- Task description: All that should be output is the block of lines below from the line with "set resolves to" to the line with "lone band has", both included, exactly as written.

[Collected data]
________________

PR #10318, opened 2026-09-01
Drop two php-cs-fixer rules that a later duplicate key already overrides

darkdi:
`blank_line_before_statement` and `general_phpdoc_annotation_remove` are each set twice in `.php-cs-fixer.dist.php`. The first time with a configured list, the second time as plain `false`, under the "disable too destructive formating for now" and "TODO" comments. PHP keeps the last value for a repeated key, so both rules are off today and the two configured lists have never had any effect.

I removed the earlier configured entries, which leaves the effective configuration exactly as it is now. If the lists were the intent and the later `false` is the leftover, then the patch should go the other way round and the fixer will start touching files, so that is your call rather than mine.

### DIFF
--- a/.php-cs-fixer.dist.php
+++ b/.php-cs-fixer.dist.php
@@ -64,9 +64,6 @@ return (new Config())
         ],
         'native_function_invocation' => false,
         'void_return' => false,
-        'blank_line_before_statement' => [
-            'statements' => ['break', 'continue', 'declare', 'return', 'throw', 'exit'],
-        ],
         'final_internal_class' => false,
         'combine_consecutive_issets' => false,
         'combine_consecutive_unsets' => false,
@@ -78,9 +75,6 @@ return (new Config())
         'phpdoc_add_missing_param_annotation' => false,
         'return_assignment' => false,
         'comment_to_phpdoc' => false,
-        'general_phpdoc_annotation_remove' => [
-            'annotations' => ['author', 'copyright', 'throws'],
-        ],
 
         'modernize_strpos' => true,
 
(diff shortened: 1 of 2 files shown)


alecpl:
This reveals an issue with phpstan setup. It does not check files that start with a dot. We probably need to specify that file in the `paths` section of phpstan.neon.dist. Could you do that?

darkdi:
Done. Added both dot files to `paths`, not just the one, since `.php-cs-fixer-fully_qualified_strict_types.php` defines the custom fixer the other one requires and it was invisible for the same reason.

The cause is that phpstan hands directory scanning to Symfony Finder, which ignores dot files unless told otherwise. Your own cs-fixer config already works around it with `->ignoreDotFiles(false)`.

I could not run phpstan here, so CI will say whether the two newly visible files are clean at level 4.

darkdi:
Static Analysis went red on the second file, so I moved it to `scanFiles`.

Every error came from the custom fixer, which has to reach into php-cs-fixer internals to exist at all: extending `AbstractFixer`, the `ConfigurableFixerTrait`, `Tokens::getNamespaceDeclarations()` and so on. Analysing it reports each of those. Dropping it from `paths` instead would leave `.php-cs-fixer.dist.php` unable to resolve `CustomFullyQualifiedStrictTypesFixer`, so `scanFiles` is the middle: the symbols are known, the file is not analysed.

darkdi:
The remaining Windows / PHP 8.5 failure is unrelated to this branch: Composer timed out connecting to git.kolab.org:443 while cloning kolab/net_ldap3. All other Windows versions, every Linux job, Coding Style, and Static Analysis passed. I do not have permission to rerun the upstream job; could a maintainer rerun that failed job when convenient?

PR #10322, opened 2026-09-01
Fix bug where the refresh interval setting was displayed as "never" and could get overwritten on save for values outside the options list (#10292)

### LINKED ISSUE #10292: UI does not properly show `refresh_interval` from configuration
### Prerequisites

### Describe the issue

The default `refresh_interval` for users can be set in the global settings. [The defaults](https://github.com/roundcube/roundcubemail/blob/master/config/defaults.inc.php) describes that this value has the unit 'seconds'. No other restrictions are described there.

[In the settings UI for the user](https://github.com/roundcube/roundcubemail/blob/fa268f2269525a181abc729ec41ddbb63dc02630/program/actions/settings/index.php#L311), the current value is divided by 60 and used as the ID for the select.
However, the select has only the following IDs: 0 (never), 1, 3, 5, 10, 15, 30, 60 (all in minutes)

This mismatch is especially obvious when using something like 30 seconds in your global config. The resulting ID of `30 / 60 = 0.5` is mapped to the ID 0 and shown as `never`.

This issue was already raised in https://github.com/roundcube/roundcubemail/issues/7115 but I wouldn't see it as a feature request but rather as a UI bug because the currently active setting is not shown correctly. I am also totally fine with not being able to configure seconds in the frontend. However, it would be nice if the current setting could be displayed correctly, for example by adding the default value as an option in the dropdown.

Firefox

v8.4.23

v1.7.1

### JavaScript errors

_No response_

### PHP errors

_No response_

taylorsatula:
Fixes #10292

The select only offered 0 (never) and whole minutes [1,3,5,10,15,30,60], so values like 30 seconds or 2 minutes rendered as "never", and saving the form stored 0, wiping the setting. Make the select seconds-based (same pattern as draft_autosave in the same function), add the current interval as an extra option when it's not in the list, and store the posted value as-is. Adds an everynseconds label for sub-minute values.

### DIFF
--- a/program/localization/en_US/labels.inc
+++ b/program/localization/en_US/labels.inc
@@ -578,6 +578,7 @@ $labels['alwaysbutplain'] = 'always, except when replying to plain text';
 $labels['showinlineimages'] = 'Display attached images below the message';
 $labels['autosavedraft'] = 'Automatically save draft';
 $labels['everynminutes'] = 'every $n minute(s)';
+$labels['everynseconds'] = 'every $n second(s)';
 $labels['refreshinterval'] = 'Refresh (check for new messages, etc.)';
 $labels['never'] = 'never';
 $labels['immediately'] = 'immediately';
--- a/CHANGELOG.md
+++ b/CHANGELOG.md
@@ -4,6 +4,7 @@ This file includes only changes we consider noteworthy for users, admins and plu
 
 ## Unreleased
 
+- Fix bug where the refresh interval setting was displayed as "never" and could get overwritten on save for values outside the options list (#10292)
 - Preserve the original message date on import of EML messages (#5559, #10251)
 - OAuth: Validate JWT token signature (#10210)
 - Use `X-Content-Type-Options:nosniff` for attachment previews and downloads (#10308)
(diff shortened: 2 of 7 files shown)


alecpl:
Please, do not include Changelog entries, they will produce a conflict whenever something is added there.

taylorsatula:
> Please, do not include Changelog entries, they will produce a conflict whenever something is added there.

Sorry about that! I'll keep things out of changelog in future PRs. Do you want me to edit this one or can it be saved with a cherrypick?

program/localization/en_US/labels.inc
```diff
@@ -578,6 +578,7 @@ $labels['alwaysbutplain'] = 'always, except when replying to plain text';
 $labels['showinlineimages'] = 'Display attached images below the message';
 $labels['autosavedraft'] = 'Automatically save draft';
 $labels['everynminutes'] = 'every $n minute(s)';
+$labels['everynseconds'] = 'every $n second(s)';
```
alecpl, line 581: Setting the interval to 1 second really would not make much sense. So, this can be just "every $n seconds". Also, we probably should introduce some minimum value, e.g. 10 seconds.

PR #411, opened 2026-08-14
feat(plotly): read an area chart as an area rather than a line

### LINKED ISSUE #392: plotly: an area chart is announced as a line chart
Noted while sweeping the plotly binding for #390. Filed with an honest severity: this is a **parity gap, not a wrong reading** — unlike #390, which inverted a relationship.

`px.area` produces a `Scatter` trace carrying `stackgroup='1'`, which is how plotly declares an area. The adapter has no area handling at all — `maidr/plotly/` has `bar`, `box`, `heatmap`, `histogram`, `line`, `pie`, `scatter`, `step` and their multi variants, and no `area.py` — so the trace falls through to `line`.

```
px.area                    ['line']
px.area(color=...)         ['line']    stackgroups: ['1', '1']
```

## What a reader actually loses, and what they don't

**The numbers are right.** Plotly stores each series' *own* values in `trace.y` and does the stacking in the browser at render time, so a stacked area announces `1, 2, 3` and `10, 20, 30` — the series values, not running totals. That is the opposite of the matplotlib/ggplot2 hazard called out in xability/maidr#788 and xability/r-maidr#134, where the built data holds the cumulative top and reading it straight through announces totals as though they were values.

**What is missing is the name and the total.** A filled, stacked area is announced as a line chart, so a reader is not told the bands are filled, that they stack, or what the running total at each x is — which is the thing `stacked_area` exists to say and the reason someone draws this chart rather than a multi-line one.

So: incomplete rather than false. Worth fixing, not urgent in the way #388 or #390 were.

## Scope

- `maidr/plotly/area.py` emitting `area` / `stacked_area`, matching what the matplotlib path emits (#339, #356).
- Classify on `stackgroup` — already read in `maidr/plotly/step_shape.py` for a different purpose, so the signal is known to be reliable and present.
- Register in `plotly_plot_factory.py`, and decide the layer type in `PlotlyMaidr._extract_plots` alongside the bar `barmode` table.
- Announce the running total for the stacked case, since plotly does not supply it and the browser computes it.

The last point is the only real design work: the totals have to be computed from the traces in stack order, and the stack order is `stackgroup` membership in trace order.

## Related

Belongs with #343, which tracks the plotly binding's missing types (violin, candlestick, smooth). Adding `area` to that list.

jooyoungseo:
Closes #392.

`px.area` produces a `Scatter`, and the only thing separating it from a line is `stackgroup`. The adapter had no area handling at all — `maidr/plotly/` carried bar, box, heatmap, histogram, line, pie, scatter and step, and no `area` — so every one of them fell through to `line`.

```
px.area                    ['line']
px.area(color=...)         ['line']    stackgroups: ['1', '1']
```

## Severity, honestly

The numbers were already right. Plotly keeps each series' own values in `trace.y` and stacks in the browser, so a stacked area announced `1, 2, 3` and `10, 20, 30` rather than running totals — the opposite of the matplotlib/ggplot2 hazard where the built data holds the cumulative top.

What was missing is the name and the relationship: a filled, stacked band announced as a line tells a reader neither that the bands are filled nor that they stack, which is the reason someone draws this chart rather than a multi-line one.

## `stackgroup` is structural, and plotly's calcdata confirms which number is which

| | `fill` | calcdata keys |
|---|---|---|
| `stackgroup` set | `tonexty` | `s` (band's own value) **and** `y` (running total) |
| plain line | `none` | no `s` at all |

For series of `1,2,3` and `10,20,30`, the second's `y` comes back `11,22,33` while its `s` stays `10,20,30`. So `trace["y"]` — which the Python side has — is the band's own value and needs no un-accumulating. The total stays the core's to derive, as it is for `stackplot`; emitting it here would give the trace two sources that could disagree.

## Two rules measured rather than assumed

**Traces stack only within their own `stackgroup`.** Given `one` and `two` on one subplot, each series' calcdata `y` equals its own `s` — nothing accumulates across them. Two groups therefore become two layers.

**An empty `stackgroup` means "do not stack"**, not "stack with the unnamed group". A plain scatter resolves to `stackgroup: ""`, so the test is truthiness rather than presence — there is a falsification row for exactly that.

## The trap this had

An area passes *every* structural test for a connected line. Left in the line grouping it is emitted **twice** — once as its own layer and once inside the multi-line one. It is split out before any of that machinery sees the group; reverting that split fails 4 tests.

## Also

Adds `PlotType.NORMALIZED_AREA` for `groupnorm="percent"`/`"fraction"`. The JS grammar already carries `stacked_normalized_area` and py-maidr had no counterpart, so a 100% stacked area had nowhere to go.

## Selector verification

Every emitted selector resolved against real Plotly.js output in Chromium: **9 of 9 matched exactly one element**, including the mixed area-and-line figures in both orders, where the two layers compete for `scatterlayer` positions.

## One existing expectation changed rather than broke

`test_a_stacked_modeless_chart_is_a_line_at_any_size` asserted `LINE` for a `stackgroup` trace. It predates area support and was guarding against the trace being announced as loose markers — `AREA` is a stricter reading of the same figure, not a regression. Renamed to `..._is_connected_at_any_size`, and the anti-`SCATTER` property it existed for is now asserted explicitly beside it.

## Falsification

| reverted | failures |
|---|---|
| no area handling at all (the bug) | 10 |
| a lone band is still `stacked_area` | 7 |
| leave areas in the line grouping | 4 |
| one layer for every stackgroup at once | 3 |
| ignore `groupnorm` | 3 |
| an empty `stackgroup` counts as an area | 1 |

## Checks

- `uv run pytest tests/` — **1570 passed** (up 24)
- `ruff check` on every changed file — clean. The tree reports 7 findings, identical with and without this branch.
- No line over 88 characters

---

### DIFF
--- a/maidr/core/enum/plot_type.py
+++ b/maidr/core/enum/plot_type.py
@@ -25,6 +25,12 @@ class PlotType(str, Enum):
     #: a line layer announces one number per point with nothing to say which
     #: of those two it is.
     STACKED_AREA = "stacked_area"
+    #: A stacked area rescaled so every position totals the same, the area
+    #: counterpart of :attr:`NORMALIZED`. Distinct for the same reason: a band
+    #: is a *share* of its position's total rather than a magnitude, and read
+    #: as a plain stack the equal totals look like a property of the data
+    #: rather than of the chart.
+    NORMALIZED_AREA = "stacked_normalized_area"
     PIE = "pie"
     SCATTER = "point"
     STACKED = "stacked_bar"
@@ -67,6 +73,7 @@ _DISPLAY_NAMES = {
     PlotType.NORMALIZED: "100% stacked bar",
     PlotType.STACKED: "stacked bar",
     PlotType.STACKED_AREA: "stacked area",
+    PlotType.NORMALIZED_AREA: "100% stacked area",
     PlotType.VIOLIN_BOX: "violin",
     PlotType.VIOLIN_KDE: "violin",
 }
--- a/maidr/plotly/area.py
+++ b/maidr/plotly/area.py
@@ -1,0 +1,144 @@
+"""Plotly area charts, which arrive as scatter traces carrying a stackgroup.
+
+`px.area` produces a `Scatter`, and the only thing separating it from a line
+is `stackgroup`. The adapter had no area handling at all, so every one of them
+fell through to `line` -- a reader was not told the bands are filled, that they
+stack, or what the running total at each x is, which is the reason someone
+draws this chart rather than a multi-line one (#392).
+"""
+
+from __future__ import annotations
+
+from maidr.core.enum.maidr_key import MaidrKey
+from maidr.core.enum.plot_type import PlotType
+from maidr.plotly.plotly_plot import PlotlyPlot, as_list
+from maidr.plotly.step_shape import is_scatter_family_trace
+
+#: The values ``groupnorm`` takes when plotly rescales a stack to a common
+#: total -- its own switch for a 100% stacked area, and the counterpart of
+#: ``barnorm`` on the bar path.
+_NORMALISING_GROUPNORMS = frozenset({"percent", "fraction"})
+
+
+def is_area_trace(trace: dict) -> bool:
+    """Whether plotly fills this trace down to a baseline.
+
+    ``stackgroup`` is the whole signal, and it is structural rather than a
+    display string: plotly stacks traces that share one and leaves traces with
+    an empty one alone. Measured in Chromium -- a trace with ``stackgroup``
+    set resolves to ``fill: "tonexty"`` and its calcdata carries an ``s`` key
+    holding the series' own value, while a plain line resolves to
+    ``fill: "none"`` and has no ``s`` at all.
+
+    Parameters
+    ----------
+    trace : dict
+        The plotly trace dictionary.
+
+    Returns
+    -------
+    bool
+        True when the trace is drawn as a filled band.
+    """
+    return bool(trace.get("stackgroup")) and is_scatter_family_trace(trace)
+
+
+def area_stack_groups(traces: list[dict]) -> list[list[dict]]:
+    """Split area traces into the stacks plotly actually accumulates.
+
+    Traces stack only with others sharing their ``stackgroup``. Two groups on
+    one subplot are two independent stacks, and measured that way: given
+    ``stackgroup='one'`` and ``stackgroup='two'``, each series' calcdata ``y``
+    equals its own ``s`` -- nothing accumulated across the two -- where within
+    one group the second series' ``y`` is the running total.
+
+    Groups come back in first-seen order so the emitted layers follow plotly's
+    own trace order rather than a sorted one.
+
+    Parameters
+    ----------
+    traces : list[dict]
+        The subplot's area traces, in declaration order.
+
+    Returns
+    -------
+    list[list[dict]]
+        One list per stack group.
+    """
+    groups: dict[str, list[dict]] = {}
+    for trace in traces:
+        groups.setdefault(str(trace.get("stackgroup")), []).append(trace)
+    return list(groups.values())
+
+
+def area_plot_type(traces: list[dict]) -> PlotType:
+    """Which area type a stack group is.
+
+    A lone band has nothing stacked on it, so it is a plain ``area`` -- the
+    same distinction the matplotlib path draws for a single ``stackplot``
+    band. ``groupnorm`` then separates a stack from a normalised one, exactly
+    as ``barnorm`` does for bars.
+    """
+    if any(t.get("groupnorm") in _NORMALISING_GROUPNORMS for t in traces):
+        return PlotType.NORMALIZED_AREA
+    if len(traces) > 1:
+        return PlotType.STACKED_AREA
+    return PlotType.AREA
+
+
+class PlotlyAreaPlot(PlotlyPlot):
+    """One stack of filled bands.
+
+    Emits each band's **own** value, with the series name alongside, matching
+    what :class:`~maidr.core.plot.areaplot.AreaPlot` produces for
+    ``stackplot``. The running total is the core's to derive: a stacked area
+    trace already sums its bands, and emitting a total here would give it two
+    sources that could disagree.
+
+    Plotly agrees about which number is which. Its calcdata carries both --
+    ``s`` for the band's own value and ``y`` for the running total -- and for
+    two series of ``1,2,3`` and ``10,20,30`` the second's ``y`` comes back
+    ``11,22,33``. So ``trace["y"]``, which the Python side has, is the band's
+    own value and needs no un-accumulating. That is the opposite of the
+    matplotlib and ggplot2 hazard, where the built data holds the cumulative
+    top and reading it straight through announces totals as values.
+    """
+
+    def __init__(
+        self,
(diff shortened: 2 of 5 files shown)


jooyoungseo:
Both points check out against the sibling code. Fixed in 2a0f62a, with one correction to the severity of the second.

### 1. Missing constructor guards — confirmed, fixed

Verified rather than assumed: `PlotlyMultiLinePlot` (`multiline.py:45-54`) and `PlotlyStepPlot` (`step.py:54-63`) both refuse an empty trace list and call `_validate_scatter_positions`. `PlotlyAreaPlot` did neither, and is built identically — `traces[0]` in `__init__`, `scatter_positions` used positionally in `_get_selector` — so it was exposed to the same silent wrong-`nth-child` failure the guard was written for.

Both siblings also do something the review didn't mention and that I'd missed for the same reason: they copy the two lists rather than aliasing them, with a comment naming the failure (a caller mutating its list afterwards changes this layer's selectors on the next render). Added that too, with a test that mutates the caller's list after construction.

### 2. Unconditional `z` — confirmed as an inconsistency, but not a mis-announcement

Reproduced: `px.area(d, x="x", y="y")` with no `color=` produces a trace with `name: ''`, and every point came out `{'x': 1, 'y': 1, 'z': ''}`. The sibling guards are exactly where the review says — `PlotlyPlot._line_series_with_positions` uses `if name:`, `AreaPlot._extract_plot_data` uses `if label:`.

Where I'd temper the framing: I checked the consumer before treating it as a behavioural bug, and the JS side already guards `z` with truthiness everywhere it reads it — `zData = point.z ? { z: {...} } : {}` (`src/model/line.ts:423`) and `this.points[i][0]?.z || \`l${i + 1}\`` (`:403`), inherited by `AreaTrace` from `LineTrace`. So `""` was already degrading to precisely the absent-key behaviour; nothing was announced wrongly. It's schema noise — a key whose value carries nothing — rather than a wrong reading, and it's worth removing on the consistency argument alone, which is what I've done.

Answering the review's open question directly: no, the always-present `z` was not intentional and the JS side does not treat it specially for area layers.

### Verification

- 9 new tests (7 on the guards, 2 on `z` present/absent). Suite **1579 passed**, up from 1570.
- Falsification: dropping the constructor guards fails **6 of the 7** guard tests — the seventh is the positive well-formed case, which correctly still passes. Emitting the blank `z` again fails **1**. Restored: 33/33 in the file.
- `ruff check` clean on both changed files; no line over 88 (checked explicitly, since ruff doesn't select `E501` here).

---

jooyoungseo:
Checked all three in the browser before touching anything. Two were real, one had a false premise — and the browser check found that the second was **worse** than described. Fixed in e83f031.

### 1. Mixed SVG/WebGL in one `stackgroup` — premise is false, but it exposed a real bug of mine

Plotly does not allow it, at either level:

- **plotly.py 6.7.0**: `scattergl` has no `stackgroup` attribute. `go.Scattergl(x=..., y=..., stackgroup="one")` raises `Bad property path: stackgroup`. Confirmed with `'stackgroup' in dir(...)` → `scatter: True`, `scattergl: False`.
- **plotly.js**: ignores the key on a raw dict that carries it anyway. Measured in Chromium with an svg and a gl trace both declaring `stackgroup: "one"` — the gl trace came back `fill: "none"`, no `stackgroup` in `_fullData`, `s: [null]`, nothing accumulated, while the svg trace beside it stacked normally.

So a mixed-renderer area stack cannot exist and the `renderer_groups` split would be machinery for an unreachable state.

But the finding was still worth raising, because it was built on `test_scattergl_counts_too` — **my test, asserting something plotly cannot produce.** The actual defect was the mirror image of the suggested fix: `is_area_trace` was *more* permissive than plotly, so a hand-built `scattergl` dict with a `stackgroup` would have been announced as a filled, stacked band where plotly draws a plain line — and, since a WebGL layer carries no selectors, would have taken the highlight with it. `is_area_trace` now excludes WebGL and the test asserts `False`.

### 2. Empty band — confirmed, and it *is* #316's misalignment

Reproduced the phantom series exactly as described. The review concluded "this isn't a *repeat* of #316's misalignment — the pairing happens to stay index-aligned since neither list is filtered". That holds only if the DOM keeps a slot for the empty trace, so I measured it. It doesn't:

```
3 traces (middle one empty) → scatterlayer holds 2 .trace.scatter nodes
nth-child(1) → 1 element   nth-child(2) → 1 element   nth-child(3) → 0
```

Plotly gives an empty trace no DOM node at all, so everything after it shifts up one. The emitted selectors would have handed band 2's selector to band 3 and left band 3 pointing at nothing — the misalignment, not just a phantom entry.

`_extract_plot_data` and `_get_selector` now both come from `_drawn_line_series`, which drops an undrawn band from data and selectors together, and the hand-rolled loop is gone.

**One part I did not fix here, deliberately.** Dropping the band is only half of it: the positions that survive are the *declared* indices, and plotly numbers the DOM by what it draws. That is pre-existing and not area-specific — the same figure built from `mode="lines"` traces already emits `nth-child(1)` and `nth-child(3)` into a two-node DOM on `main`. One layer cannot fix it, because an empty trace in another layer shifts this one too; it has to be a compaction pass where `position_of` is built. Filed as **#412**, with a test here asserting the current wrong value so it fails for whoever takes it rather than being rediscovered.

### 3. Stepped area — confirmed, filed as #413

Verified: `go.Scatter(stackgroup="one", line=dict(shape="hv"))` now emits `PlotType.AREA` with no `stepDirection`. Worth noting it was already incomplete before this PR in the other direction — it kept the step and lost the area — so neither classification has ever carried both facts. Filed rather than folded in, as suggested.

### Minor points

________________

- Result:
+    set resolves to ``fill: "tonexty"`` and its calcdata carries an ``s`` key
+    holding the series' own value, while a plain line resolves to
+    ``fill: "none"`` and has no ``s`` at all.
+
+    Parameters
+    ----------
+    trace : dict
+        The plotly trace dictionary.
+
+    Returns
+    -------
+    bool
+        True when the trace is drawn as a filled band.
+    """
+    return bool(trace.get("stackgroup")) and is_scatter_family_trace(trace)
+
+
+def area_stack_groups(traces: list[dict]) -> list[list[dict]]:
+    """Split area traces into the stacks plotly actually accumulates.
+
+    Traces stack only with others sharing their ``stackgroup``. Two groups on
+    one subplot are two independent stacks, and measured that way: given
+    ``stackgroup='one'`` and ``stackgroup='two'``, each series' calcdata ``y``
+    equals its own ``s`` -- nothing accumulated across the two -- where within
+    one group the second series' ``y`` is the running total.
+
+    Groups come back in first-seen order so the emitted layers follow plotly's
+    own trace order rather than a sorted one.
+
+    Parameters
+    ----------
+    traces : list[dict]
+        The subplot's area traces, in declaration order.
+
+    Returns
+    -------
+    list[list[dict]]
+        One list per stack group.
+    """
+    groups: dict[str, list[dict]] = {}
+    for trace in traces:
+        groups.setdefault(str(trace.get("stackgroup")), []).append(trace)
+    return list(groups.values())
+
+
+def area_plot_type(traces: list[dict]) -> PlotType:
+    """Which area type a stack group is.
+
+    A lone band has nothing stacked on it, so it is a plain ``area`` -- the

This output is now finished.